> [Task prompt]:
Check each line of the data, and copy those where "workflows" appears.

====== Information supplied ======

PR #493, opened 2025-04-02
feat(network): add credslayer

skyf0l:
Really useful when you don't want to lose time reading wireshark logs and just want to dig for credentials :)

image

### DIFF
--- a/sources/assets/shells/history.d/credslayer
+++ b/sources/assets/shells/history.d/credslayer
@@ -1,0 +1,1 @@
+credslayer capture.pcap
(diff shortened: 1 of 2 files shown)


ShutdownRepo:
how does this compare to [PCredz](https://github.com/lgandx/PCredz)?

skyf0l:
Oh, I didn't know about this tool and it satisfies the expectations, thanks.
Btw, this is one more example of the need to build a good tool list or something like a tool mindmap :)

PR #494, opened 2025-04-03
feat(network): add bruteshark

skyf0l:
Good #493 complementary tool

I'm doing a manual installation because the official build does not work and is out of date, hopping a come back from the developer.

image
image


ShutdownRepo:
same question as in #493 
How does this compare to [PCredz](https://github.com/lgandx/PCredz)?

skyf0l:
Oh, I didn't know about this tool and it satisfies the expectations, thanks.
Btw, this is one more example of the need to build a good tool list or something like a tool mindmap :)

PR #495, opened 2025-04-03
New tool : k9s

cHJlaXpoZXI:
# Description

Because dig into kubernetes with only kubectl is a nightmare... k9s is a TUI to manage Pods, Namespace, Logs Deployments etc. with a cool interface and efficient key binding.

# Related issues

Nope !

# Point of attention

It's the first time I have to download the release with a curl one-liner. So tell me if this is good or not.

### DIFF
--- a/.github/workflows/entrypoint_nightly.yml
+++ b/.github/workflows/entrypoint_nightly.yml
@@ -7,9 +7,6 @@ on:
     paths-ignore:
 #      - ".github/**"
       - "**.md"
-  schedule:
-    - cron: '0 0 * * 5'  # Run at midnight every Friday
-  workflow_dispatch:  # Enable manual triggering from GitHub interface
 
 env:
   # fake local registry for base image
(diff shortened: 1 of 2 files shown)


ShutdownRepo:
Hmm, not sure about this
In what context would this run? Imo, you won't ever run any k8s cluster in Exegol. Imo, this is aimed at analyzing clusters running elsewhere. Wouldn't this mean k9s should be in [Exegol-resources](https://github.com/ThePorgs/Exegol-resources) rather than here?

cHJlaXpoZXI:
It can be useful if you have to pentest kubernetes environment. The kubectl are already installed in Exegol so have a TUI to use this same kubectl command in more user friendly way it's a good value.

But why not to put it in Exegol resources and make a link to call it from everywhere ? You're the boss ^^

ShutdownRepo:
I think you're right
You could use kubectl and k9s to play with remote clusters
It makes sense to have k9s installed in images rather than resources
do you mind fixing the conflict so that I can proceed with this PR? @cHJlaXpoZXI

cHJlaXpoZXI:
I close this PR and create another one for this tool : https://github.com/ThePorgs/Exegol-images/pull/526

PR #497, opened 2025-04-07
fix issue when running exegol inside an unpriv lxc

slackr:
# Description

Running exegol in an unprivileged lxc configured for docker support (on proxmox, for example), throws this error when attempting to start an image with cloudsploit

[-] Docker download error: failed to register layer: failed to Lchown "/opt/tools/cloudsploit/node_modules/buffer-equal-constant-time/.npmignore" for UID 718322462, GID 454177323 (try increasing the number of subordinate IDs in /etc/subuid and /etc/subgid): lchown /opt/tools/cloudsploit/node_modules/buffer-equal-constant-time/.npmignore: invalid argument [!] An error occurred during the image download. Exiting.


Dramelac (changes requested):
Thanks for the PR, good catch !
Can you run chown -R on `/opt/tools/cloudsploit/node_modules/buffer-equal-constant-time/` instead of the full node_modules directory (might be huge and take some time to update everything (if there is no other module with this flaw ?)

slackr:
narrowed target, but unsure if any other packages have this issue (issues with rvm build failures during local exegol image build in the same unpriv lxc)

Dramelac:
Indeed it might be a problem elsewhere too.
So use `find /opt/tools/cloudsploit/node_modules/ -uid +2000 -exec chown root:root {} \; 2>/dev/null` in a new line to update only problematic files

Dramelac:
Can you rebase your branch / PR from our dev branch to resolv conflict ? Thank you !

Dramelac (approved):

Dramelac:
Thank you for bringing this up !
It should be good on next nightly / release.

PR #500, opened 2025-04-08
fix: consistently use `--system-site-packages`

compass-dexter:
# Description

consistently use `--system-site-packages` across all Python install commands.


sources/install/package_misc.sh
```diff
@@ -189,7 +189,7 @@ function install_uploader() {
     colorecho "Installing Uploader"
     git -C /opt/tools/ clone --depth 1 https://github.com/Frozenka/uploader.git 
     cd /opt/tools/uploader || exit
-    python3 -m venv --system-site-package ./venv
```
skyf0l, line 192: I've just noticed that the CLI still finds the argument, even if it's not complete. `--sys` also works but not `--sy` because `venv: error: ambiguous option: --sy could match --system-site-packages, --symlinks` :rofl:

compass-dexter: Yes that's it worked in the first place 🤣

ShutdownRepo (approved):

PR #489, opened 2025-03-31
fix(mobile): mobsf installation

skyf0l:
See https://github.com/MobSF/Mobile-Security-Framework-MobSF/issues/2503#issuecomment-2746372561, the problem we had is fixed in the latest version

> Addressed in https://github.com/MobSF/Mobile-Security-Framework-MobSF/pull/2504/files#diff-50c86b7ed8ac2cf95bd48334961bf0530cdc77b5a56f852c5c61b89d735fd711R64

PR #505, opened 2025-04-22
fix: use --preinstall for mobsf

compass-dexter:
- `--preinstall` was introduced in pipx 1.3.0
- VERSION is printed from init, to avoid the generation of secrets in the first-run

# Description

Use `--preinstall` for MobSF and avoid to run first run script to not generate hardcoded secrets.

# Related issues

related to #489


compass-dexter:
Closed in favor of #469

PR #523, opened 2025-05-28
feat(blockchain): foundry

skyf0l:
The only tool you need to destroy ether smart contracts :)


ShutdownRepo (changes requested):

======

> [Task output]:
--- a/.github/workflows/entrypoint_nightly.yml
+++ b/.github/workflows/entrypoint_nightly.yml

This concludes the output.